*** SUPPLIED RECORDS ***

PR #696, opened 2016-06-30
Avoid error in database test for nodes with no parents.

rwest:
Nothing in the official master database currently fails this test, but it can catch some errors when adding new reaction families or editing the database.

### DIFF
--- a/testing/databaseTest.py
+++ b/testing/databaseTest.py
@@ -298,6 +298,11 @@ class TestDatabase():  # cannot inherit from unittest.TestCase if we want to use
             #top nodes and product nodes don't have parents by definition, so they get an automatic pass:
             if childNode in originalFamily.groups.top or childNode in originalFamily.forwardTemplate.products: continue
             parentNode = childNode.parent
+            
+            if parentNode is None:
+                # This is a mistake in the database, but it should be caught by kinetics_checkGroupsFoundInTree
+                # so rather than report it twice or crash, we'll just silently carry on to the next node.
+                continue
             # Check whether the node has proper parents unless it is the top reactant or product node
             # The parent should be more general than the child
             nose.tools.assert_true(family.matchNodeToChild(parentNode, childNode),


connie:
I think this is redundent.  We already have it in `general_checkNodesFoundInTree` in the `databaseTest.py`, right? https://github.com/ReactionMechanismGenerator/RMG-Py/blob/master/testing/databaseTest.py#L437

nyee:
Is this catching something that is not being caught by the test Connie pointed out? 

Also when I was looking at the code, it occurred to me that the product nodes created by training reactions should be caught. It doesn't look like we have any statements to catch that. Are we loading the the training reactions during the databasetest? https://github.com/ReactionMechanismGenerator/RMG-Py/blob/master/testing/databaseTest.py#L29


I thought we do by default.

rwest:
Without this patch one gets 
```
ERROR: Kinetics family Cl_Abstraction: parent-child relationships are correct?
  File "/Users/rwest/anaconda/envs/rmg5/lib/python2.7/site-packages/nose/case.py", line 197, in runTest
    self.test(*self.arg)
  File "/Users/rwest/Code/RMG-Py/testing/databaseTest.py", line 59, in <lambda>
    test = lambda x: self.kinetics_checkChildParentRelationships(family_name)
  File "/Users/rwest/Code/RMG-Py/testing/databaseTest.py", line 303, in kinetics_checkChildParentRelationships
    nose.tools.assert_true(family.matchNodeToChild(parentNode, childNode),
  File "/Users/rwest/Code/RMG-Py/rmgpy/data/base.py", line 871, in matchNodeToChild
    if isinstance(parentNode.item, Group) and isinstance(childNode.item, Group):
AttributeError: 'NoneType' object has no attribute 'item'
```
and 
```
FAIL: Kinetics family Cl_Abstraction: groups are in the tree with proper parents?
  File "/Users/rwest/anaconda/envs/rmg5/lib/python2.7/site-packages/nose/case.py", line 197, in runTest
    self.test(*self.arg)
  File "/Users/rwest/Code/RMG-Py/testing/databaseTest.py", line 47, in <lambda>
    test = lambda x: self.kinetics_checkGroupsFoundInTree(family_name)
  File "/Users/rwest/Code/RMG-Py/testing/databaseTest.py", line 272, in kinetics_checkGroupsFoundInTree
    nose.tools.assert_true(ascendParent is not None, "Group {group} in {family} family was found in the tree without a proper parent.".format(group=child, family=family_name))
AssertionError: Group Cd_rad in Cl_Abstraction family was found in the tree without a proper parent.
    'Group Cd_rad in Cl_Abstraction family was found in the tree without a proper parent.' = self._formatMessage('Group Cd_rad in Cl_Abstraction family was found in the tree without a proper parent.', "%s is not true" % safe_repr(False))
>>  raise self.failureException('Group Cd_rad in Cl_Abstraction family was found in the tree without a proper parent.')
```

The second FAIL does report the problem, but the first ERROR is confusing. `AttributeError: 'NoneType' object has no attribute 'item'` does not help you debug the database.

With this patch one still gets the kinetics_checkGroupsFoundInTree FAIL
```
FAIL: Kinetics family Cl_Abstraction: groups are in the tree with proper parents?
  File "/Users/rwest/anaconda/envs/rmg5/lib/python2.7/site-packages/nose/case.py", line 197, in runTest
    self.test(*self.arg)
  File "/Users/rwest/Code/RMG-Py/testing/databaseTest.py", line 47, in <lambda>
    test = lambda x: self.kinetics_checkGroupsFoundInTree(family_name)
  File "/Users/rwest/Code/RMG-Py/testing/databaseTest.py", line 272, in kinetics_checkGroupsFoundInTree
    nose.tools.assert_true(ascendParent is not None, "Group {group} in {family} family was found in the tree without a proper parent.".format(group=child, family=family_name))
AssertionError: Group Cd_rad in Cl_Abstraction family was found in the tree without a proper parent.
    'Group Cd_rad in Cl_Abstraction family was found in the tree without a proper parent.' = self._formatMessage('Group Cd_rad in Cl_Abstraction family was found in the tree without a proper parent.', "%s is not true" % safe_repr(False))
>>  raise self.failureException('Group Cd_rad in Cl_Abstraction family was found in the tree without a proper parent.')
```
but now the confusing ERROR message is replaced with a more helpful FAIL
```
FAIL: Kinetics family Cl_Abstraction: parent-child relationships are correct?
  File "/Users/rwest/anaconda/envs/rmg5/lib/python2.7/site-packages/nose/case.py", line 197, in runTest
    self.test(*self.arg)
  File "/Users/rwest/Code/RMG-Py/testing/databaseTest.py", line 59, in <lambda>
    test = lambda x: self.kinetics_checkChildParentRelationships(family_name)
  File "/Users/rwest/Code/RMG-Py/testing/databaseTest.py", line 304, in kinetics_checkChildParentRelationships
    originalFamily
AssertionError: Parent of Cd_rad is None but it's not in <ReactionFamily "Cl_Abstraction">.groups.top
    'Parent of Cd_rad is None but it\'s not in <ReactionFamily "Cl_Abstraction">.groups.top' = self._formatMessage('Parent of Cd_rad is None but it\'s not in <ReactionFamily "Cl_Abstraction">.groups.top', "%s is not false" % safe_repr(True))
>>  raise self.failureException('Parent of Cd_rad is None but it\'s not in <ReactionFamily "Cl_Abstraction">.groups.top')
```


So it doesn't really catch anything new, but it does turn an unhelpful ERROR into a helpful FAIL.

Not sure I understand @nyee's second point. Is that something I changed or did you just notice a test that you could add?

nyee:
My second point has to do with an exception that we don't directly address. Sometimes we get group entries in the family that are actually products with some generic name 'productx', where 'product' is a label from forwardTemplate.products, and 'x' an integer. These entries will all be direct children of the entries from fowardTemplate.products. You can see we have some lines of code that work around this issue: https://github.com/rwest/RMG-Py/blob/3385acdde8189ccc88d8396132860988577481f0/testing/databaseTest.py#L269

I was thinking that not all our tests are set up to handle this situation. Even backing up, I'm not even sure when or what causes there products nodes to be created, although I think its related to training reactions. I tried loading the database right now and didn't see any product nodes, but I know I've had to deal with the issue before. Anyway it doesn't cause any problems right now, so maybe it doesn't warrant further investigation. 

@rwest If nobody wants to look into it, I'll merge your PR. Its definitely an improvement over the current code.

rwest:
Do you prefer the solution in the most recent commit? Silence this error, because it's caught in another test.

(As for the product nodes, they're probably auto-generated for reverse template matching purposes. If the top node of reactants is a LogicOR then there will need to be several product node templates created. I don't think it's causing problems here.)

rwest:
I've squashed the commits and rebased. Any objections to merging if Travis passes?

nyee:
Looks fine to me.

***

> **AIM OF THE TASK**: Each line of the entries where the string "ReactionMechanismGenerator" occurs should be shown.

> **RESULT BELOW**:
I think this is redundent.  We already have it in `general_checkNodesFoundInTree` in the `databaseTest.py`, right? https://github.com/ReactionMechanismGenerator/RMG-Py/blob/master/testing/databaseTest.py#L437
Also when I was looking at the code, it occurred to me that the product nodes created by training reactions should be caught. It doesn't look like we have any statements to catch that. Are we loading the the training reactions during the databasetest? https://github.com/ReactionMechanismGenerator/RMG-Py/blob/master/testing/databaseTest.py#L29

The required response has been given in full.